On top of that, Bayer's hormone-releasing birth control device portfolio, including Mirena, came in 34% below consensus as substantially fewer product insertions dragged down sales by 37% to €185 million.
On the brighter side, Johnson & Johnson-shared oral anticoagulant Xarelto managed to grow by 5%, benefiting from higher volumes in China, Russia and Germany. The company could soon have another heart med to its name in Merck & Co.-partnered vericiguat, which is under FDA priority review in heart failure with reduced ejection fraction.
New colorectal cancer drug Stivarga brought in €129 million on 25% year-over-year expansion, too. Overall, sales from Bayer’s pharmaceutical business totaled €3.99 billion ($4.70 billion), down 9% year over year after adjusting for portfolio and foreign exchange rate effects.
But Bayer has plenty going outside its pharma unit, too. On Monday, it wrapped up its animal health sale to Elanco in its largest and final transaction item, as laid out in a restructuring initiative unveiled in late 2018.

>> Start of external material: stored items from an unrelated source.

PR #1898, opened 2022-03-29
temp remove rule to readd with backport

brokensound77:
## Issues
None

## Summary
I noticed a failed backport from #2194, which after investigation, it looks like the original commit of this rule did not backport, likely due to ongoing github action issues at the time.

This is going to remove it and then we will re add it to cleanly trigger the backport flow.


Mikaayenson (approved):
LGTM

RELATED: Bayer reworks part of Roundup settlement after judge proves reluctant to approve it
Now, a key focus at the German conglomerate is putting the Roundup litigation behind it through a settlement. But a potentially $10 billion-plus deal Bayer reached with the plaintiffs in June hit a snag after the presiding judge raised questions about a $1.25 billion portion focused on future lawsuits. As a result, the company and the plaintiffs’ lawyers are reworking a new proposal, which Bayer hopes could simultaneously address both the current and potential future suits.

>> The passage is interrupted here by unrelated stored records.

PR #1906, opened 2022-03-31
Prep for Creation of 8.3 Branch

terrancedejesus:
## Resolves
elastic/ia-trade-team/issues/27

## Summary
- [x] update packages.yml
- [x] update workflows
- [x] lock api_schemas
- [x] add migrate function
- [x] update stack-schema-map

_merged after 8.2 branch creation_

### DIFF
--- a/.github/workflows/backport.yml
+++ b/.github/workflows/backport.yml
@@ -56,7 +56,7 @@ jobs:
       max-parallel: 1
       matrix:
         # 7.17 was intentionally skipped because it was added late and was bug fix only
-        target_branch: [7.13, 7.14, 7.15, 7.16, '8.0', 8.1]
+        target_branch: [7.13, 7.14, 7.15, 7.16, '8.0', 8.1, 8.2]
 
     steps:
       - name: Checkout repo
--- a/etc/packages.yml
+++ b/etc/packages.yml
@@ -1,6 +1,6 @@
 ---
 package:
-  name: "8.2"
+  name: "8.3"
   release: true
   # exclude rules which have any of the following index <-> field pairs
   #  exclude_fields:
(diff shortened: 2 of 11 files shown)


etc/packages.yml
```diff
@@ -26,7 +26,7 @@ package:
   registry_data:
     categories: ["security"]
     conditions:
-      kibana.version: "^8.2.0"
+      kibana.version: "^8.3.0"
```
brokensound77, line 29: also bump version below to `1.3.0-dev.0`

brokensound77 (approved):
LGTM, thanks

w0rk3r (approved):

etc/stack-schema-map.yaml
```diff
@@ -34,3 +34,7 @@
 "8.2.0":
   beats: "main"  # TODO: update this once beats releases
   ecs: "1.12.1"
+
```
Mikaayenson, line 37: We should remove the other `update this once beats releases` comments and make sure the versions are correct for older releases.

.github/workflows/backport.yml
```diff
@@ -56,7 +56,7 @@ jobs:
       max-parallel: 1
       matrix:
         # 7.17 was intentionally skipped because it was added late and was bug fix only
-        target_branch: [7.13, 7.14, 7.15, 7.16, '8.0', 8.1]
+        target_branch: [7.13, 7.14, 7.15, 7.16, '8.0', 8.1, 8.2]
```
Mikaayenson, line 59: Shouldn't we drop support for some of these?

etc/stack-schema-map.yaml
brokensound77: we can refresh the ones that are available and update in a separate pr 👍

.github/workflows/backport.yml
brokensound77: like we discussed, we should def consider it, but we would should do some additional review to make sure everything is aligned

Meanwhile, talks over a potential settlement around suits claiming that Bayer’s Essure contraception device caused personal injuries “recently intensified and have made good progress in recent weeks,” Bayer said Tuesday. Bayer’s pharma unit has set aside €1.25 billion in litigation charges, primarily for Essure.
Overall, Bayer’s Q2 group sales sank 2.5% to €10.05 billion ($11.80 billion). During the company’s Q1 earnings release in April, Bayer declined to provide a full-year guidance, citing major uncertainties around COVID-19. While acknowledging some questions remain, it’s now projecting sales to check in at €43 billion to €44 billion for 2020, €1 billion lower on both ends than its original expectations.